Refinery margin tracker: US margins react to weak demand, rising stocks and RINs prices

US margins softened as refiners got ahead of demand by pumping up runs while sentiment for the possibility of some refiner relief from the US Renewable Fuel Standard is undercutting the record high price of RINs, an analysis from S&P Global Platts showed on June 14.

The price of RINs – the renewable credits that obligated parties like refiners need to buy to meet their renewable volume obligation for blending ethanol and biodiesel into their gasoline and diesel under the Environmental Protection Agency’s RFS – had been on the upswing due to uncertainty over 2021 RVOs.

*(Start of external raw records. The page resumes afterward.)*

PR #3615, opened 2015-04-16
CLC-5130, active-record class for webcast_preferences table

johncrossman:
https://jira.ets.berkeley.edu/jira/browse/CLC-5130

Preferences class bound to db table 'webcast_preferences' with spec

### DIFF
--- a/app/models/webcast/preferences.rb
+++ b/app/models/webcast/preferences.rb
@@ -5,16 +5,5 @@ module Webcast
 
     attr_accessible :year, :term_cd, :ccn, :opt_out
 
-    def self.lookup(year, term_cd, ccn)
-      result_set = Preferences.limit(1).where(
-        'year = :year AND term_cd = :term_cd AND ccn = :ccn',
-        {
-          year: year,
-          term_cd: term_cd,
-          ccn: ccn
-        })
-      result_set[0]
-    end
-
   end
 end
--- a/app/models/webcast/preferences.rb
+++ b/app/models/webcast/preferences.rb
@@ -1,0 +1,20 @@
+module Webcast
+  class Preferences < ActiveRecord::Base
+
+    self.table_name = 'webcast_preferences'
+
+    attr_accessible :year, :term_cd, :ccn, :opt_out
+
+    def self.lookup(year, term_cd, ccn)
+      result_set = Preferences.limit(1).where(
+        'year = :year AND term_cd = :term_cd AND ccn = :ccn',
+        {
+          year: year,
+          term_cd: term_cd,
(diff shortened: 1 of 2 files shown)


app/models/webcast/preferences.rb
```diff
@@ -0,0 +1,20 @@
+module Webcast
+  class Preferences < ActiveRecord::Base
+
+    self.table_name = 'webcast_preferences'
+
+    attr_accessible :year, :term_cd, :ccn, :opt_out
```
paulkerschen: @johncrossman, `attr_accessible` shouldn't be needed here (and should probably be removed from our other models if it's still there); as of Rails 4, controllers and not models have the job of whitelisting parameters for assignment.

app/models/webcast/preferences.rb
```diff
@@ -0,0 +1,20 @@
...
+    def self.lookup(year, term_cd, ccn)
+      result_set = Preferences.limit(1).where(
+        'year = :year AND term_cd = :term_cd AND ccn = :ccn',
+        {
+          year: year,
+          term_cd: term_cd,
+          ccn: ccn
+        })
+      result_set[0]
+    end
```
paulkerschen: The usual way to do this would be a one-liner `Preferences.find_by` with your options hash; that will just return the first matching record without having to interpolate SQL, get an array, and extract the first element.

spec/models/webcast/preferences_spec.rb
```diff
@@ -0,0 +1,40 @@
...
+
+    it 'should not find matching record' do
+      expect(Webcast::Preferences.lookup(2015, 'B', 1234)).to be_nil
+    end
+
+    it 'should return record with opt_out equal false' do
+      record = Webcast::Preferences.lookup(2015, 'D', 1234)
+      expect(record).to_not be_nil
+      expect(record.opt_out).to be true
+    end
```
paulkerschen: Likewise here, if you just use ActiveRecord's `find_by` instead of the `lookup` method, the tests should still pass.

app/models/webcast/preferences.rb
paulkerschen: @johncrossman , https://jira.ets.berkeley.edu/jira/browse/CLC-5152 has been created to investigate whether we still need `attr_accessible`. In the meantime I withdraw the comment above; if it turns out not to be needed, we can clean everything up at one go.

johncrossman:
@paulkerschen Thanks for the review. As you say, 'strong parameters' is preferred but only if compatible with RailsAdmin. TBD.  Latest commit swaps in find_by.

PR #3616, opened 2015-04-16
CLC-5066 - Added header to progress bar display. Applied fix to ng-if scope issue.

redconfetti:
https://jira.ets.berkeley.edu/jira/browse/CLC-5066

### DIFF
--- a/src/assets/templates/canvas_embedded/course_grade_export.html
+++ b/src/assets/templates/canvas_embedded/course_grade_export.html
@@ -140,7 +140,7 @@
 
             <h3 class="cc-page-course-grade-export-error-grading-scheme-header">Default Grading Scheme</h3>
 
-            <p style="margin: 10px 0;">
+            <p class="cc-page-course-grading-export-error-notice">
               Select to enable and use the default 'Letter Grades +/-' grading scheme below and then click on 'Continue' below.
             </p>
             <div>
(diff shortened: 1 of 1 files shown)


src/assets/templates/canvas_embedded/course_grade_export.html
```diff
@@ -136,7 +145,7 @@ <h3 class="cc-page-course-grade-export-error-grading-scheme-header">Default Grad
             </p>
             <div>
               <input id="cc-page-course-grading-export-enable-grading-scheme" type="checkbox"
-              data-ng-model="enableDefaultGradingScheme" aria-label="Enable Default Letter Grades +/- Grading Scheme">
+              data-ng-model="$parent.$parent.$parent.enableDefaultGradingScheme" aria-label="Enable Default Letter Grades +/- Grading Scheme">
```
christianv: @redconfetti this is some very interesting code... Is there another way to solve this without having to go to the great-grandparents?

christianv:
As mentioned to @redconfetti in IM, we should use `ng-if` as much as possible, but if it doesn't work, use `ng-show`. We shouldn't use ugly hacks like trying to get the great-grandparents `$scope`. /cc @ctweney @raydavis @paulkerschen

christianv:
Please don't merge until after another push from @redconfetti

PR #3617, opened 2015-04-16
CLC-5126 - View-as doesn't work on calcentral-dev

christianv:
https://jira.ets.berkeley.edu/jira/browse/CLC-5126


ctweney:
The fix looks right to me: "Do this AND THEN do that" as opposed to "Do this and that". Just waiting on T.

PR #3619, opened 2015-04-16
CLC-5151: fix webcast Selenium test to expect new UI

pfarestveit:
https://jira.ets.berkeley.edu/jira/browse/CLC-5151

Test expectations updated per https://jira.ets.berkeley.edu/jira/browse/CLC-4940.


johncrossman:
Service reduction in effect.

And because RINs are built into US refining margins this resulted in an inflation of US margins versus those in Asia and Europe.

The fall-off June 11 in the RINs price as the market digested the fact the EPA was likely to rejig the RFS – something that refiners like PBF, CVR Energy and HollyFrontier have been calling for – is a positive for most refiners in the long run but one with only a slight impact on last week’s margins.

Weak demand overwhelms rising RINs prices

The price of both D6 ethanol RINs and D4 biodiesel RINs both ended the week at a record high of just under $2/RIN while the RVO – the aggregate cost of RFS compliance for all mandated fuels – also ended the week at record highs averaging 22.80 cents/gal.

While last week’s higher RINs costs provided margin support, the softening of refining margins week-on-week was more a function of stock builds and weakening demand.

US refinery utilization breached the 90% mark for the first time post-pandemic – averaging 91.3% of capacity for the week ended June 4, according to most recent Energy Information Administration data.

This increased total US gasoline inventories for the week ended June 4 by about 7 million barrels to 241 million barrels while showing a drop of 666,000 b/d in demand to 8.48 million b/d.

“The DOEs showed poor domestic demand numbers across the board leading to another large build for clean product inventories,” wrote JP Morgan analyst Phil Gresh in a June 13 research note.

Gresh cited two factors for the poor demand showing – the negative weather impact from a rainy and stormy long Memorial Day weekend curtailed travel and “some multi-week hangover effect of the Colonial Pipeline outage.”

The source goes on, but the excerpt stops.